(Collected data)

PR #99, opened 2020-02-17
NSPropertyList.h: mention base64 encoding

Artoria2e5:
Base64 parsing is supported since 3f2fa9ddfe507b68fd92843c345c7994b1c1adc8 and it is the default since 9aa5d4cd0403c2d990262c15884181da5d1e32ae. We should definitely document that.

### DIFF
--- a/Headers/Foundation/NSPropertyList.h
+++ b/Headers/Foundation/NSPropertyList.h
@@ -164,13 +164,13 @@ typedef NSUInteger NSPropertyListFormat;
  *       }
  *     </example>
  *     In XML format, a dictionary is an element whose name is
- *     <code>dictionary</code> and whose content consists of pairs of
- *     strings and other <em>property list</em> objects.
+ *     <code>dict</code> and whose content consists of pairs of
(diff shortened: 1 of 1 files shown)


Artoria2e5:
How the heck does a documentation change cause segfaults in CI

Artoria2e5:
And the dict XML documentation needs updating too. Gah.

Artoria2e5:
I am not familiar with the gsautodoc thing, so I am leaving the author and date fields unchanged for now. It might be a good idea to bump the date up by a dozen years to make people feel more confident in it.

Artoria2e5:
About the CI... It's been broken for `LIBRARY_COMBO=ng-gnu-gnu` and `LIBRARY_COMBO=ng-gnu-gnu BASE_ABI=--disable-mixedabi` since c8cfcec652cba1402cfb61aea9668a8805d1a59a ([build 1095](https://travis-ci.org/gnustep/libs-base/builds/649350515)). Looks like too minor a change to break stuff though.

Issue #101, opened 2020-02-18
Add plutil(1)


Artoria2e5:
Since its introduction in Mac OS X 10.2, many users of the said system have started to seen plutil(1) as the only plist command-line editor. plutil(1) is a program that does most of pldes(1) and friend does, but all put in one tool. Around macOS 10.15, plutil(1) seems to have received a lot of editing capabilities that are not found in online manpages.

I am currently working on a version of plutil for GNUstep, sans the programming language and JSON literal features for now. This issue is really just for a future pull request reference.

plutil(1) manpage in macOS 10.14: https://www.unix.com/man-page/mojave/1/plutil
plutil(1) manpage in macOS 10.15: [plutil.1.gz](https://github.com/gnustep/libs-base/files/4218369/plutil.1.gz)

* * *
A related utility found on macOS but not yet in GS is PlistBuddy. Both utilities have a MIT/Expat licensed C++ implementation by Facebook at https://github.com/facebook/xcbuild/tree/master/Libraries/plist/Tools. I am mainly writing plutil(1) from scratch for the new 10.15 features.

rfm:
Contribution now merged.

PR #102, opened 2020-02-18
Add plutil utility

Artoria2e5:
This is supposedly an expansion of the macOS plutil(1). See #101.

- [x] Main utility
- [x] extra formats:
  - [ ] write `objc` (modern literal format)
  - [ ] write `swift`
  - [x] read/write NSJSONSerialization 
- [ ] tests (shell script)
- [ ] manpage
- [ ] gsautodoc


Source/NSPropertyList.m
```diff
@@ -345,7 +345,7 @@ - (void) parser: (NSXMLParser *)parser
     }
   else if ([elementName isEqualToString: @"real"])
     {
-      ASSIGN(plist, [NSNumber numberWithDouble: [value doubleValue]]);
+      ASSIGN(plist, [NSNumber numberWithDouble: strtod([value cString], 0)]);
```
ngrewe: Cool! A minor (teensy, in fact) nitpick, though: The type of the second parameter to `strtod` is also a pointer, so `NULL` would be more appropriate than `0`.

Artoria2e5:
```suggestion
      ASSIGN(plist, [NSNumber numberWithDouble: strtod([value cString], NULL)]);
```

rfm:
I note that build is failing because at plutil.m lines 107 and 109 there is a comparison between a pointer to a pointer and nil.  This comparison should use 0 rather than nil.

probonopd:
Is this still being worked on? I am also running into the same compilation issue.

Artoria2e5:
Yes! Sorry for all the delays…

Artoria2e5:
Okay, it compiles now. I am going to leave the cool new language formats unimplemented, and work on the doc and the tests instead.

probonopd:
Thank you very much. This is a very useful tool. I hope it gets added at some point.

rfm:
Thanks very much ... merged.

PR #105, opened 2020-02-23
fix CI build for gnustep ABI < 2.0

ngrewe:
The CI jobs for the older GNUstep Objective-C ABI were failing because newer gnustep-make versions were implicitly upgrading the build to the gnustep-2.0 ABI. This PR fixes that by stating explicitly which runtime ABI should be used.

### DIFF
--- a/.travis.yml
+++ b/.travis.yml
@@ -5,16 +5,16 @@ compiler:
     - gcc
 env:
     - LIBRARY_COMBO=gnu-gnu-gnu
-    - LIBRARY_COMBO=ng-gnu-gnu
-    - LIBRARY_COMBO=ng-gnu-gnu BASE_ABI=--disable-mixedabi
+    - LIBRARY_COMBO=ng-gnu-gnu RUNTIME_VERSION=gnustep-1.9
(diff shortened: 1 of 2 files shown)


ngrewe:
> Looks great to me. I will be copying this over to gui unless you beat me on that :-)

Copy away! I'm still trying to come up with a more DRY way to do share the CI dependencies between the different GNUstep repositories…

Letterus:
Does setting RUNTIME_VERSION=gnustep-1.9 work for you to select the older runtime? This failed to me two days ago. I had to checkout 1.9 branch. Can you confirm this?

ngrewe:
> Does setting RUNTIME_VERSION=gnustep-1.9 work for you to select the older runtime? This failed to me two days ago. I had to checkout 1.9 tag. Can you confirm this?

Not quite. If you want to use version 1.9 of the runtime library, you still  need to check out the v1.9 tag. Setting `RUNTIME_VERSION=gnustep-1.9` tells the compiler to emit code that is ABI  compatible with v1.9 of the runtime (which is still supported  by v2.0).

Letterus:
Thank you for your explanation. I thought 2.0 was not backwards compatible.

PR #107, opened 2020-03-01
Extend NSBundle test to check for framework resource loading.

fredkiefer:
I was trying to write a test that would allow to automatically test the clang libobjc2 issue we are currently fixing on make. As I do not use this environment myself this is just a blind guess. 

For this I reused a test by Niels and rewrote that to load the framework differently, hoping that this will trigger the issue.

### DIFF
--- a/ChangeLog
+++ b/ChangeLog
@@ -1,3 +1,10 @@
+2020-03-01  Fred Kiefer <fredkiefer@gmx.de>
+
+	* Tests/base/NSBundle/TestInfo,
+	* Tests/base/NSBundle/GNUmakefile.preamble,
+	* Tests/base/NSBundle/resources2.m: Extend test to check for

EXERCISE REQUIREMENTS => Find every line in the records that contains the word "which"; copy those lines.

TASK OUTPUT =>
The CI jobs for the older GNUstep Objective-C ABI were failing because newer gnustep-make versions were implicitly upgrading the build to the gnustep-2.0 ABI. This PR fixes that by stating explicitly which runtime ABI should be used.
Not quite. If you want to use version 1.9 of the runtime library, you still  need to check out the v1.9 tag. Setting `RUNTIME_VERSION=gnustep-1.9` tells the compiler to emit code that is ABI  compatible with v1.9 of the runtime (which is still supported  by v2.0).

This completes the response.